What is needed:
Scan the material below for lines with the string "found". State how many there are and nothing else.

Start of Data excerpts

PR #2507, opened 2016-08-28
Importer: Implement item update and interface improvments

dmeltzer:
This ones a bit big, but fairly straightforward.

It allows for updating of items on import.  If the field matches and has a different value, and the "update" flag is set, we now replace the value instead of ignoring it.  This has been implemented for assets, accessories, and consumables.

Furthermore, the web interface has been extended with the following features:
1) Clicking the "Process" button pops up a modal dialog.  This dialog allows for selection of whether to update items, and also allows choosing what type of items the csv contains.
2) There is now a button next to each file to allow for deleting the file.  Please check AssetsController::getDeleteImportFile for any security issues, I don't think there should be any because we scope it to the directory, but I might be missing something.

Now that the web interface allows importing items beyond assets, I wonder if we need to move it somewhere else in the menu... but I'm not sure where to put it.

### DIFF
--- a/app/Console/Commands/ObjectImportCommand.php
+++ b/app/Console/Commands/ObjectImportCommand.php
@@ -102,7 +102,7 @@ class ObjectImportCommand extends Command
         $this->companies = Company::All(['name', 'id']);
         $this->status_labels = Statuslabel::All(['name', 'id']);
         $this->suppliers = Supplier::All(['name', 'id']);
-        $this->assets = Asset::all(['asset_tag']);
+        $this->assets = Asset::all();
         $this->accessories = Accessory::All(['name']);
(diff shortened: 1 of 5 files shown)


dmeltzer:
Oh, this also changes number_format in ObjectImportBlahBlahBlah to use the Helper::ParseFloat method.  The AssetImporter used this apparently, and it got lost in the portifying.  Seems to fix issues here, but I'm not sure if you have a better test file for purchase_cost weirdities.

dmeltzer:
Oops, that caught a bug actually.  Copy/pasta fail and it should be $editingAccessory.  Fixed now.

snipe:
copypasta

End of Data excerpts
Start of Data excerpts

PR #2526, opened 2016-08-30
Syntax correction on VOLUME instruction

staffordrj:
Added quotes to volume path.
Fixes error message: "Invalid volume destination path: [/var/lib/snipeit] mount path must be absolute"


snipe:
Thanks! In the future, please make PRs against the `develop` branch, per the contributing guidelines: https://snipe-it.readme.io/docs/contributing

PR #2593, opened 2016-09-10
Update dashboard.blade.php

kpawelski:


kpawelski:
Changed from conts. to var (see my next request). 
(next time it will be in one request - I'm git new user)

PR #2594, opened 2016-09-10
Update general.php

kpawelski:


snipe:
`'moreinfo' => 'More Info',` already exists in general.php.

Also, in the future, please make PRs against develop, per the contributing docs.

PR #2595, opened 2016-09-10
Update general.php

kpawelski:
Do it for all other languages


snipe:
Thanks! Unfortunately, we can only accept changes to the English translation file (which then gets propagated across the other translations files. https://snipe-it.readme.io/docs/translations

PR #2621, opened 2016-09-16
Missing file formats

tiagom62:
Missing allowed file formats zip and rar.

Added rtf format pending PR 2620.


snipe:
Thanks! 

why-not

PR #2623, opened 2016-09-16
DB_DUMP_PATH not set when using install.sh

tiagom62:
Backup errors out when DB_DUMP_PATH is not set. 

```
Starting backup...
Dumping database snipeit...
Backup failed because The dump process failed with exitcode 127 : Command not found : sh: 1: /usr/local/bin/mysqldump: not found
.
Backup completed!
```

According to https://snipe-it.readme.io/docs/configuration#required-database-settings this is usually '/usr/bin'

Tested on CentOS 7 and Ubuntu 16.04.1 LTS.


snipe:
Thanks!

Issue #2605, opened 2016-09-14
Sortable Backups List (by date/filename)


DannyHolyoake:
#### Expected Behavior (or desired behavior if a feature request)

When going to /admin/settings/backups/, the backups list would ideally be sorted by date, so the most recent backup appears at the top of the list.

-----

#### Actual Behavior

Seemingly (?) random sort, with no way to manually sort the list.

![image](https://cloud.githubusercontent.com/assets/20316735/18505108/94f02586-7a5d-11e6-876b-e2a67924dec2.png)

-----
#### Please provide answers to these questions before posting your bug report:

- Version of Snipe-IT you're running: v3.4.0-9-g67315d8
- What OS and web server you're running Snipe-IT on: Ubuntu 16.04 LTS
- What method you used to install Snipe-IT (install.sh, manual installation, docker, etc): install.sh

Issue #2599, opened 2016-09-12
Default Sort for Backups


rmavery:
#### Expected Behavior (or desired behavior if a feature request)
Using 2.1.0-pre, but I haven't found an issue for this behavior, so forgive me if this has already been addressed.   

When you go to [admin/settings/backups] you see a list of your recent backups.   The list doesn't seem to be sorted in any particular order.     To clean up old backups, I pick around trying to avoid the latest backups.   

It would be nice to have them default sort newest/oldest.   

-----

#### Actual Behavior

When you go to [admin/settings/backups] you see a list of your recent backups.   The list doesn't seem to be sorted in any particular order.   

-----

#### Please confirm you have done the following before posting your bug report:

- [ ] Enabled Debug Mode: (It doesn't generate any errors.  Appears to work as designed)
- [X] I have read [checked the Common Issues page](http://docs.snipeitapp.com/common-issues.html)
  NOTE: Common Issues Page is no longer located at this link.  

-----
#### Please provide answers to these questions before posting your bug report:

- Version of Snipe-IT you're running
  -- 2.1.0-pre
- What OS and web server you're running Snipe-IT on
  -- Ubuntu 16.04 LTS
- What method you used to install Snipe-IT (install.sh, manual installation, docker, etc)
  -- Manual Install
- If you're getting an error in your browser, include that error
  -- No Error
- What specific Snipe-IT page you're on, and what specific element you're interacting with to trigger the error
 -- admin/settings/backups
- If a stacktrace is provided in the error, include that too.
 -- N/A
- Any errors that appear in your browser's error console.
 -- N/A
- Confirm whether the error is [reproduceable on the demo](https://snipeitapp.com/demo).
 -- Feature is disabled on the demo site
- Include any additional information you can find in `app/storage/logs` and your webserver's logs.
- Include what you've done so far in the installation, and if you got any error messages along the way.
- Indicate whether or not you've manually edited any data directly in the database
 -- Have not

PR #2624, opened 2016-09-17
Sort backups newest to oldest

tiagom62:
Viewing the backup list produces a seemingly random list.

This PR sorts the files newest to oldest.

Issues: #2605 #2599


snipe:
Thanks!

End of Data excerpts

Answer area:
2